“Lo primero que hay que hacer para salir del pozo es dejar de cavar”. Proverbio chino.

NO PODEMOS RESOLVER PROBLEMAS PENSANDO COMO CUANDO LOS CREAMOS. Albert Einstein

“Si a alguien le indigna más ver un contenedor ardiendo que una persona comiendo de él, tiene que revisar sus valores”

Sobre los poderes de siempre y los emergentes: "“No nos parece mal que nos muerda un lobo, pero a todo el mundo le saca de quicio que le muerda una oveja". Ulises de Joyce, Cap. 16




viernes, 4 de mayo de 2018

Una nota de DFW sobre la maldad ontológica de los viajes masivos

Dedicado a mi querida amiga Eva Mari, que me da mil vueltas en vitalidad y le encanta viajar, pero acaba de pasar por un quirófano y estará un tiempito sin poder hacerlo.


Adoro a David Foster Wallace hasta el punto de que me gustaría hacer con él lo que hicimos un grupo de amigos, reunidos para leer en voz alta la obra de Pedro Casariego Córdoba y El día del Watusi de Casavellas.
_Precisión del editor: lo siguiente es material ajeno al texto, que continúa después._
PR #316, opened 2017-07-13
Online amperf ratio checks

vext01:
Let's start looking at this.

Goal: Check APERF/MPERF ratios after each process execution and restart if one of more in-process iteration has a ratio outside of a configurable bound.

Notes:

 * This duplicates a fair amount of code from the warmup_experiment repo, so I think the next step should probably be to flip the remaining uses to importing the krun versions and killing the originals.

 * We compute the outliers, and then discard them. We should consider (although in another PR) the ability to write the outliers into the results file directly, thus removing the need for the `mark_outliers_in_json` script.

 * You always receive an email if a process execution has a bad ratio.

 * After receiving and email, the system reboots without updating the reboot count, and without updating the manifest, thus re-running the process execution. 

 * There are three new config variables to control outliers and ratios.

 * Needs testing on OpenBSD. I will do that next.

 * We can kill the old amperf check script in the warmup repo too, but we are likely to need it later for the 0.9 data prior to this change. Perhaps we should add a git tag that we can get back to later?

Unit tests implemented for the routines, but system testing is awkward, so I've done that manually by adding scratch code to make ratios appear bad every so often:

```

        # XXX testing code
        import random
        xxx = random.randint(0, 39)
        if xxx == 0:
            ratio = 0.5
            norm_aval = busy_threshold * 2
        elif xxx == 1:
            ratio = 1.5
            norm_aval = busy_threshold * 2
```

Sample debug log snippet:

```
...
[2017-07-13 11:17:03: DEBUG] sync disks...                                      
[2017-07-13 11:17:03: WARNING] SIMULATED: `time.sleep(30)` (--quick)            
[2017-07-13 11:17:03: INFO] stderr: [iterations_runner.py] iteration 1/5        
[2017-07-13 11:17:04: INFO] stderr: [iterations_runner.py] iteration 2/5        
[2017-07-13 11:17:05: INFO] stderr: [iterations_runner.py] iteration 3/5        
[2017-07-13 11:17:06: INFO] stderr: [iterations_runner.py] iteration 4/5        
[2017-07-13 11:17:07: INFO] stderr: [iterations_runner.py] iteration 5/5        
[2017-07-13 11:17:08: DEBUG] Finding outliers with window size 200              
[2017-07-13 11:17:08: WARNING] APERF/MPERF ratio badness detected               
  in_proc_iter=4, core=2, type=turbo, ratio=1.5                                 
[2017-07-13 11:17:08: DEBUG] Sending email to 'vext01' subject line '[krun:bencher2] Benchmark needs to be re-run: dummy:CPython:defaul
t-python'
[2017-07-13 11:17:08: INFO] Finished 'dummy(1000)' (default-python variant) under 'CPython'
[2017-07-13 11:17:08: INFO] Rebooting to re-run previous process execution      
[2017-07-13 11:17:08: WARNING] SIMULATED: reboot (--hardware-reboots is OFF)    
[2017-07-13 11:17:08: DEBUG] Simulated reboot with args: ../krun.py --debug debug --quick example.krun --no-tickless-check
[2017-07-13 11:17:08: DEBUG] Attached log file: example_20170713_111523.log     
...
```

Sample email:

```
Subject: [krun:bencher2] Benchmark needs to be re-run:
 dummy:CPython:default-python
From: noreply@bencher2
To: vext01@bencher2.soft-dev.org
Date: Thu, 13 Jul 2017 14:04:38 +0100 (BST)

Message from krun running on bencher2:

APERF/MPERF ratio badness detected
  in_proc_iter=1, core=2, type=throttle, ratio=0.5
  in_proc_iter=1, core=3, type=throttle, ratio=0.5

The process execution will be retried until the ratios are OK.
```

Comments?

### DIFF
--- a/examples/example.krun
+++ b/examples/example.krun
@@ -1,12 +1,12 @@
 import os
-from krun.vm_defs import (PythonVMDef, NativeCodeVMDef)
+from krun.vm_defs import (PyPyVMDef, NativeCodeVMDef)
 from krun import EntryPoint
 from krun.util import fatal
 from distutils.spawn import find_executable
 
 # For a real experiment you would certainly use absolute paths
-PYTHON27_BIN = find_executable("python2.7")
-if PYTHON27_BIN is None:
+PYPY_BIN = find_executable("pypy")
+if PYPY_BIN is None:
     fatal("Python binary not found in path")
 
 # Who to mail
@@ -35,8 +35,8 @@ VMS = {
         'variants': ['default-c'],
         'n_iterations': ITERATIONS_ALL_VMS,
     },
-    'CPython': {
-        'vm_def': PythonVMDef(PYTHON27_BIN),
+    'PyPy': {
+        'vm_def': PyPyVMDef(PYPY_BIN),
         'variants': ['default-python'],
         'n_iterations': ITERATIONS_ALL_VMS,
     }
@@ -45,13 +45,13 @@ VMS = {
 
 BENCHMARKS = {
     'dummy': 1000,
-    'nbody': 1000,
+    'nbody': 15,
 }
 
 # list of "bench:vm:variant"
 SKIP=[
     #"*:C:*",
-    #"*:CPython:*",
+    #"*:PyPy:*",
 ]
 
 N_EXECUTIONS = 2  # Number of fresh processes.
--- a/examples/example.krun
+++ b/examples/example.krun
@@ -73,3 +73,11 @@ TEMP_READ_PAUSE = 1
 
 # CPU pinning (off by default)
 #ENABLE_PINNING = False
+
+# Lower and upper bound for acceptable APERF/MPERF ratios
+AMPERF_RATIO_BOUNDS = 0.995, 1.005
+
+# Rough rate of change in APERF per second above which a core is considered busy.
+# For many machines this is simply the base clock frequency, but generally
+# speaking, is undefined, so you need to check on a per-machine basis.
+AMPERF_BUSY_THRESHOLD = 3.4 * 1000 * 1000 * 1000 / 1000  # 3.4 GHz / 1000
--- a/krun/amperf.py
+++ b/krun/amperf.py
@@ -1,0 +1,102 @@
+#!/usr/bin/env python2.7
+#
+# Copyright (c) 2017 King's College London
+# created by the Software Development Team <http://soft-dev.org/>
+#
+# The Universal Permissive License (UPL), Version 1.0
+#
+# Subject to the condition set forth below, permission is hereby granted to any
+# person obtaining a copy of this software, associated documentation and/or
+# data (collectively the "Software"), free of charge and under any and all
+# copyright rights in the Software, and any and all patent rights owned or
+# freely licensable by each licensor hereunder covering either (i) the
+# unmodified Software as contributed to or provided by such licensor, or (ii)
+# the Larger Works (as defined below), to deal in both
+#
+# (a) the Software, and
+# (b) any piece of software and/or hardware listed in the lrgrwrks.txt file if
+# one is included with the Software (each a "Larger Work" to which the Software
+# is contributed by such licensors),
+#
+# without restriction, including without limitation the rights to copy, create
+# derivative works of, display, perform, and distribute the Software and make,
+# use, sell, offer for sale, import, export, have made, and have sold the
+# Software and the Larger Work(s), and to sublicense the foregoing rights on
+# either these or other terms.
+#
+# This license is subject to the following condition: The above copyright
+# notice and either this complete permission notice or at a minimum a reference
+# to the UPL must be included in all copies or substantial portions of the
+# Software.
+#
+# THE SOFTWARE IS PROVIDED "AS IS", WITHOUT WARRANTY OF ANY KIND, EXPRESS OR
+# IMPLIED, INCLUDING BUT NOT LIMITED TO THE WARRANTIES OF MERCHANTABILITY,
+# FITNESS FOR A PARTICULAR PURPOSE AND NONINFRINGEMENT. IN NO EVENT SHALL THE
+# AUTHORS OR COPYRIGHT HOLDERS BE LIABLE FOR ANY CLAIM, DAMAGES OR OTHER
+# LIABILITY, WHETHER IN AN ACTION OF CONTRACT, TORT OR OTHERWISE, ARISING FROM,
+# OUT OF OR IN CONNECTION WITH THE SOFTWARE OR THE USE OR OTHER DEALINGS IN THE
+# SOFTWARE.
+
+import sys
+import os
+from logging import debug
+
+
+class AMPerfRatios(object):
+    """Per-core {A,M}PERF analysis results"""
+
+    def __init__(self, vals, violations, busy_iters):
+        self.vals = vals  # list of ratios
+        self.violations = violations  # dict: type_string -> [iter_idxs]
+        self.busy_iters = busy_iters  # list of bool
+
+    def ok(self):
+        for iters in self.violations.itervalues():
+            if len(iters) > 0:
+                return False
+        return True
+
+
+sys.path.insert(0, os.path.join(os.path.dirname(os.path.dirname(
+    os.path.abspath(__file__)))))
+
+
+def check_amperf_ratios(aperfs, mperfs, wc_times, busy_threshold, ratio_bounds):
+    results = []  # one AMPerfRatios instance for each core
+
+    for core_idx in xrange(len(aperfs)):
+        core_res = check_core_amperf_ratios(core_idx, aperfs[core_idx],
+                                            mperfs[core_idx], wc_times,
+                                            busy_threshold, ratio_bounds)
+        results.append(core_res)
+    return results
+
+
+def check_core_amperf_ratios(core_idx, aperfs, mperfs, wc_times, busy_threshold,
+                             ratio_bounds):
+    assert len(aperfs) == len(mperfs) == len(wc_times)
+    ratios = []
+    busy_iters = []
+    violations = {
+        "throttle": [],
+        "turbo": [],
+    }
+
+    itr = zip(xrange(len(aperfs)), aperfs, mperfs, wc_times)
+    for iter_idx, aval, mval, wctval in itr:
+        # normalise the counts to per-second readings
+        norm_aval = float(aval) / wctval
+        norm_mval = float(mval) / wctval
+        ratio = norm_aval / norm_mval
+        ratios.append(ratio)
+
+        if norm_aval > busy_threshold:
+            # Busy core
+            busy_iters.append(True)
+            if ratio < ratio_bounds[0]:
+                violations["throttle"].append(iter_idx)
+            elif ratio > ratio_bounds[1]:
+                violations["turbo"].append(iter_idx)
+        else:
+            busy_iters.append(False)
+    return AMPerfRatios(ratios, violations, busy_iters)
--- a/krun/scheduler.py
+++ b/krun/scheduler.py
@@ -370,8 +370,16 @@ class ExecutionJob(object):
         if not dry_run:
             try:
                 measurements = util.check_and_parse_execution_results(
-                    stdout, stderr, rc)
+                    stdout, stderr, rc, self.sched.config)
                 flag = "C"
+            except util.RerunExecution as e:
+                subject = ("Benchmark needs to be re-run: %s (exec_idx=%s)" %
+                           (self.key, self.sched.manifest.next_exec_idx))
+                util.log_and_mail(mailer, warn, subject,
+                                  e.message, manifest=self.sched.manifest,
+                                  bypass_limiter=True)
+                measurements = self.empty_measurements
+                flag = "O"  # i.e. still outstanding
             except util.ExecutionFailed as e:
                 util.log_and_mail(mailer, error, "Benchmark failure: %s" %
                                   self.key, e.message,
@@ -379,16 +387,14 @@ class ExecutionJob(object):
                 measurements = self.empty_measurements
                 flag = "E"
 
-            if vm_def.instrument:
-                if flag != "E":
-                    instr_data = vm_def.get_instr_data()
-                    for k, v in instr_data.iteritems():
-                        assert len(instr_data[k]) == in_proc_iters
-                else:
-                    # The benchmark failed, so we assume the instrumentation
-                    # data to be compromised, and thus discard it.
-                    instr_data = {}
+            # Collect instrumentation data
+            if vm_def.instrument and flag == "C":
+                instr_data = vm_def.get_instr_data()
+                for k, v in instr_data.iteritems():
+                    assert len(instr_data[k]) == in_proc_iters
             else:
+                # The benchmark either failed, needs to be re-run, or had
+                # instrumentation turned off.
                 instr_data = {}
         else:
             measurements = self.empty_measurements
@@ -402,7 +408,7 @@ class ExecutionJob(object):
              (self.benchmark, self.parameter, self.variant, self.vm_name))
 
         # Move the environment log out of /tmp
-        if not dry_run:
+        if not dry_run and flag != "O":
             key_exec_num = self.sched.manifest.completed_exec_counts[self.key]
             util.stash_envlog(envlog_filename, self.sched.config,
                               self.sched.platform, self.key, key_exec_num)
@@ -517,6 +523,11 @@ class ExecutionScheduler(object):
             exec_start_time = time.time()
             measurements, instr_data, flag = job.run(self.mailer, self.dry_run)
             exec_end_time = time.time()
+
+            # Bail early if the process execution needs to be re-run.
+            if flag == "O":
+                info("Rebooting to re-run previous process execution")
+                util.reboot(self.manifest, self.platform, update_count=False)
 
             # Store new result.
             Results.ok_to_instantiate = True
--- a/scripts/calibrate_amperf_tolerance.py
+++ b/scripts/calibrate_amperf_tolerance.py
@@ -1,0 +1,246 @@
+#!/usr/bin/env python2.7
+#
+# Copyright (c) 2017 King's College London
+# created by the Software Development Team <http://soft-dev.org/>
+#
+# The Universal Permissive License (UPL), Version 1.0
+#
+# Subject to the condition set forth below, permission is hereby granted to any
+# person obtaining a copy of this software, associated documentation and/or
+# data (collectively the "Software"), free of charge and under any and all
+# copyright rights in the Software, and any and all patent rights owned or
+# freely licensable by each licensor hereunder covering either (i) the
+# unmodified Software as contributed to or provided by such licensor, or (ii)
+# the Larger Works (as defined below), to deal in both
+#
+# (a) the Software, and
+# (b) any piece of software and/or hardware listed in the lrgrwrks.txt file if
+# one is included with the Software (each a "Larger Work" to which the Software
+# is contributed by such licensors),
+#
+# without restriction, including without limitation the rights to copy, create
+# derivative works of, display, perform, and distribute the Software and make,
+# use, sell, offer for sale, import, export, have made, and have sold the
+# Software and the Larger Work(s), and to sublicense the foregoing rights on
+# either these or other terms.
+#
+# This license is subject to the following condition: The above copyright
+# notice and either this complete permission notice or at a minimum a reference
+# to the UPL must be included in all copies or substantial portions of the
+# Software.
+#
+# THE SOFTWARE IS PROVIDED "AS IS", WITHOUT WARRANTY OF ANY KIND, EXPRESS OR
+# IMPLIED, INCLUDING BUT NOT LIMITED TO THE WARRANTIES OF MERCHANTABILITY,
+# FITNESS FOR A PARTICULAR PURPOSE AND NONINFRINGEMENT. IN NO EVENT SHALL THE
+# AUTHORS OR COPYRIGHT HOLDERS BE LIABLE FOR ANY CLAIM, DAMAGES OR OTHER
+# LIABILITY, WHETHER IN AN ACTION OF CONTRACT, TORT OR OTHERWISE, ARISING FROM,
+# OUT OF OR IN CONNECTION WITH THE SOFTWARE OR THE USE OR OTHER DEALINGS IN THE
+# SOFTWARE.
+
+"""
+Draw plots to help you decide a suitable APERF/MPERF tolerance.
+
+usages:
+   calibrate_amperf_tolerance.py analyse <result-file> <aperf-estimate>")
+   calibrate_amperf_tolerance.py plot-hist <amstat-file>")
+   calibrate_amperf_tolerance.py plot-dropoff <amstat-file>")
+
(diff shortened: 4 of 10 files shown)


krun/amperf.py
```diff
@@ -0,0 +1,110 @@
...
+
+
+class AMPerfRatios(object):
+    def __init__(self, vals, violations):
+        self.vals = vals  # list of ratios
+        self.violations = violations  # dict: type_string -> [iter_idxs]
+
+    def ok(self):
+        for iters in self.violations.itervalues():
+            if iters:
```
ltratt: Does this mean if a violation happens in in-process iteration 0 it won't be caught?

snim2:
Maybe I am confused, but if we use this script to place outliers in the JSON files and this is a "no-op" on OpenBSD (see MM discussion) will that mean OpenBSD files miss the outliers?

ltratt:
A couple of dummy questions:

  * Why do we care about outliers? Even if an in-process iteration is an outlier, if it violates the APERF/MPERF ratio we should rerun.
  * Am I a dummy or can I not see where the system works out what the speedstep values are?

examples/example.krun
```diff
@@ -73,3 +73,7 @@ TEMP_READ_PAUSE = 1
 
 # CPU pinning (off by default)
 #ENABLE_PINNING = False
+
+AMPERF_RATIO_BOUNDS = 0.97, 1.03
+AMPERF_BUSY_THRESHOLD = 3.4 * 1024 * 1024 * 1024  # 3.6 GHz
```
snim2: `# 3.4GHz`?

examples/example.krun
```diff
@@ -73,3 +73,7 @@ TEMP_READ_PAUSE = 1
...
+OUTLIER_WINDOW_SIZE = 200
```
snim2: I don't think there is a solution for this (in this repo), but it isn't possible to ensure that this window size is used throughout.

krun/amperf.py
```diff
@@ -0,0 +1,110 @@
...
+# OUT OF OR IN CONNECTION WITH THE SOFTWARE OR THE USE OR OTHER DEALINGS IN THE
+# SOFTWARE.
+
+import sys
+import os
+from logging import debug
+
+
+class AMPerfRatios(object):
+    def __init__(self, vals, violations):
```
snim2: Extra space between class and init?

vext01:
> Maybe I am confused, but if we use this script to place outliers in the JSON files and this is a "no-op" on OpenBSD (see MM discussion) will that mean OpenBSD files miss the outliers?

The outliers generated "online" are currently discarded, so at present you still have to use the marker script.

> * We compute the outliers, and then discard them. We should consider (although in another PR) the ability to write the outliers into the results file directly, thus removing the need for the mark_outliers_in_json script.

krun/amperf.py
```diff
@@ -0,0 +1,110 @@
...
+    for i in xrange(1, migration_lookback + 1):
+        prior_aperf = aperfs[iter_idx - i]
+        if prior_aperf < busy_threshold:
+            return True
+    return False
+
+
+def check_amperf_ratios(aperfs, mperfs, wcts, busy_threshold, ratio_bounds,
+                        outliers):
+    results = []  # one AMPerfRatios instance for each core
```
snim2: Do we say `[]` or `list()` in the rest of the code base?

krun/amperf.py
```diff
@@ -0,0 +1,110 @@
...
+
+
+def check_core_amperf_ratios(core_idx, aperfs, mperfs, wcts, busy_threshold,
+                             ratio_bounds, outliers):
+    assert len(aperfs) == len(mperfs) == len(wcts)
+    ratios = []
+    violations = {
+        "throttle": [],
+        "turbo": [],
+    }
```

Hasta teníamos un altarcito mexicano portátil que abríamos durante las lecturas y encendíamos una vela. No estábamos seguros de porqué, pero posiblemente era porque en esas lecturas en lugares ocultos solíamos beber mezcal.

Estoy leyendo el penúltimo libro que me quedaba por leer de él, Hablemos de langostas así que es posible que antes o después me refiera a él en un Semivago procesional.

Pero resulta que he encontrado en el libro una copia de mi manera de ser que quiero resaltar. Resulta que desde que cumplí los 30 años me convertí en enemigo acérrimo de viajar a los lugares que todo el mundo dice que hay que ir. Me pone de los nervios y me agota. Mi compañera, que viajaba la mitad del año por motivos profesionales, no lo entendía, así que llegamos a un pacto: un viaje a un país europeo cada dos años. Lo normal era que lo hiciéramos cada tres... o incluso cuatro años. Y casi siempre repetíamos Venecia.

Pues bien, me he sentido hermanado con DFW en este párrafo que os copio: una nota al pie que estaba convencido de que la Editorial iba a eliminar.

Confieso que nunca he entendido por qué tanta gente cree que para divertirse hay que ponerse chanclas y gafas de sol y arrastrarse por carreteras donde el tráfico es enloquecedor hasta lugares turísticos abarrotados y calurosos a fin de paladear un “sabor local” que por definición queda estropeado por la presencia de turistas. Esto puede ser (tal como señalan todo el tiempo mis acompañantes al festival) una simple cuestión de personalidad y de gusto intrínseco: el hecho de que no me gusten los lugares turísticos significa que no entenderá nunca su atractivo y que por tanto no soy la persona indicada para hablar del mismo (del supuesto atractivo). Pero como es casi seguro que esta nota al pie no va a sobrevivir a los recortes que la revista le hará al artículo, yo a lo mío:
Tal como yo lo veo, al alma probablemente le siente bien ser turista, aunque sea solo muy de vez en cuando. No digo que le siente bien de una forma refrescante o iluminadora, sino más bien de una forma sombría, severa, estilo “Miremos los hechos con franqueza y encontremos una forma de abordarlos”. Mi experiencia personal no me ha demostrado nunca que viajar por el país amplíe los horizontes o resulte relajante, ni que los cambios radicales de lugar y de contexto tengan un efecto saludable, sino que más bien el turismo por el país resulta radicalmente constrictivo, y humillante de la peor forma: hostil a mi fantasía de ser un verdadero individuo, de vivir de alguna forma fuera y por encima de todo. (Ahora viene la parte que mis acompañantes encuentran especialmente infeliz y repelente, una forma segura de estropear la diversión de viajar en vacaciones:) Ser un turista de masas, para mí, equivale a convertirse en un puro americano de los tiempos que corren: foráneo, ignorante, codicioso de algo que nunca se puede tener y decepcionado de una forma que nunca se puede admitir. Implica estropear, en virtud de la pura antología, la misma cosa no estropeada que uno ha ido a experimentar. Implica a exponerse uno mismo sobre lugares que en todos los sentidos menos el económico serían mejores y más reales si uno no estuviera. Implica, en las colas y en los atascos y en las transacciones sin fin, afrontar una dimensión de uno mismo que resulta tan ineludible como dolorosa: en tanto que turista, te vuelves económicamente significativo pero existencialmente aborrecible, como un insecto posado sobre algo muerto.